How to sleep after c section delivery - Ruth Health

How to sleep after c section delivery

Fast facts:

  • During c section recovery, find a comfortable sleeping position that doesn’t put too much pressure on your incision site.
  • Avoid stomach sleeping until your incision has completely healed.
  • Sleep on your back or side to reduce strain on your incision.
  • You can also position yourself at a 45-degree upright position to prevent obstructive sleep apnea.

Rest is paramount during the transitional time of postpartum recovery. For those who delivered by c section, getting quality sleep is also integral to physical healing as the body recovers from major abdominal surgery.

Of course, getting a good night’s sleep is often easier said than done when caring for a newborn. And beyond waking up for middle-of-the-night feedings, c section delivery can bring additional sleep challenges, like incision discomfort.

Fortunately, a few changes to your sleep routine can help you get the rest your body needs to heal. Below, we offer our best tips on how to sleep after c section delivery.

Ruth Health’s c section recovery sessions support your emotional and mental healing after a c section. Our unique program includes breathwork and meditation, gentle movement, and stabilizing physical therapy, starting as early as 24 hours postpartum. Start healing today.
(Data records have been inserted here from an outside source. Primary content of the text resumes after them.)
PR #1253, opened 2019-08-09
Read paths unmodified if KVv2 status check fails

notnoop:
When vault.read fails to determine whether a path is KVv2, assume it's
KVv1 and read from the path as passed from user.

Here we fallback to behavior prior to https://github.com/hashicorp/consul-template/pull/1180,
so KVv2 check is for enhancement only.  If user truely lacks access, the
secret lookup call would fail and we report error back.

A customer hit a regression after they upgraded nomad with updated
consul-template, where their templates failed to read approle info
because isKVv2 returned an error.  The case is reproduced in
`TestVaultReadQuery_Fetch_NonSecrets` test.

### DIFF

1. Choose a safe and comfortable sleeping position

A c section is a major procedure, with incisions made into both your abdomen and uterus. Incision care is an important consideration during recovery, and your choice of sleep position can support your physical healing.

Find a comfortable sleeping position that doesn’t put too much pressure on your incision site. Stomach sleeping isn’t a safe option until your incision has healed completely and sutures have been removed.

Fortunately, you’ve got several other options to consider. Choose what feels best for you during this time — which may be different from what you’re used to.

On your back

For additional comfort, place body pillows or rolled blankets beneath your knees and neck.

If you’re experiencing discomfort in your lower back, use a thinner support such as a rolled up hand towel — anything thicker can put too much pressure on joints that affect pelvic floor function.

Propped upright

Obstructive sleep apnea, which is characterized by disrupted breathing during sleep, is common during the postpartum period, and even more so among those who delivered by c section. 

To prevent the sleep disorder, use supportive pillows to elevate your head and shoulders, positioning yourself at a 45-degree incline. Not only will this aid in your breathing, it will also reduce pressure on your incision site.

When sleeping in this position, place a pillow or rolled up blanket behind your knees to alleviate pain and tension in your lower back.

On your side

Side sleeping is another popular sleep position during c section recovery.

As with sleeping on your back or upright, side sleeping doesn’t strain the incision. It also has the added bonus of making it easy to get in and out of bed (more on that below!).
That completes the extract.